Students MAP Their Way to Success


Karen Dong (II)

After returning to school fully in-person, students adapt to taking tests online.

On October 21 and 22, Boston Latin School administered the Measure of Annual Progress (MAP) test to Classes VI, V and IV to map out student knowledge and growth.

Delivered during extended homeroom on school-issued Chromebooks, the test measures how prepared students are to learn grade-level concepts this school year in English and mathematics. It is adaptive, meaning that the questions on the test change based on previous responses. The questions get harder if students get more questions correct, or easier if they get more questions incorrect.

Alexander Beaulieu (V) reflects, “The MAP test was different from other standardized tests that I have taken in the past [because of its adaptive nature]. There were never multiple questions in a row that were on the same topic.”

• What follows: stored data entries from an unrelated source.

PR #2284, opened 2023-04-20
chore: pre-compile rust-tests in CI

dpc:
This avoids rebuilding them 3 or 4 times in parallel, in each test run.

### DIFF
--- a/scripts/rust-tests.sh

Although other Boston public schools have administered the MAP in the past, this was BLS’s first time. BPS mandated that all schools run the test this year, and the COVID-19 pandemic was a major factor in this decision. After being out of school for so long, educators wanted to see the effect on student learning and where they are now academically.

Mainly because of the large student body at BLS, planning for the test was difficult, and administrators had to be flexible when implementing the test. In addition to taking the test in their homerooms, some students took it in the library. The MAP testing re- sulted in a change in schedule, which included one of the longest extended homeroom periods in school history.

Much like the Massachusetts Comprehensive Assessment System (MCAS), students were given a test code and teachers proctored the test. When students finished the test, they were allowed to do unrelated work. The times at which they finished varied depending on the number of questions each student received.

Most students did not use all of their allotted testing time. Although two hours and 30 minutes were devoted to the MAP testing, most finished with plenty of time to spare. Students who did not finish during this time were allowed to continue testing later in the day.

Mr. Jeffrey Gibbons, a floor supervisor, says, “My observations are [that] the test went well. Many students finished with plenty of time remaining.”

A few weeks after the test, results were available individually for each student. These results were sent out directly to parents, who were encouraged to share them with their students. The results showed that all students were ready for grade-level concepts for the upcoming year, though Associate Head of School Jonathan Mulhern explains, “We have scores right now, but it will take time to interpret the data.”

Other standardized tests, including the MCAS, will stay in use for the foreseeable future, but the inclusion of the MAP is expected to continue.

Head of School Rachel Skerritt says, “Our expectation is that we would do it every fall, though there is the possibility that grade nine could take it in the spring.”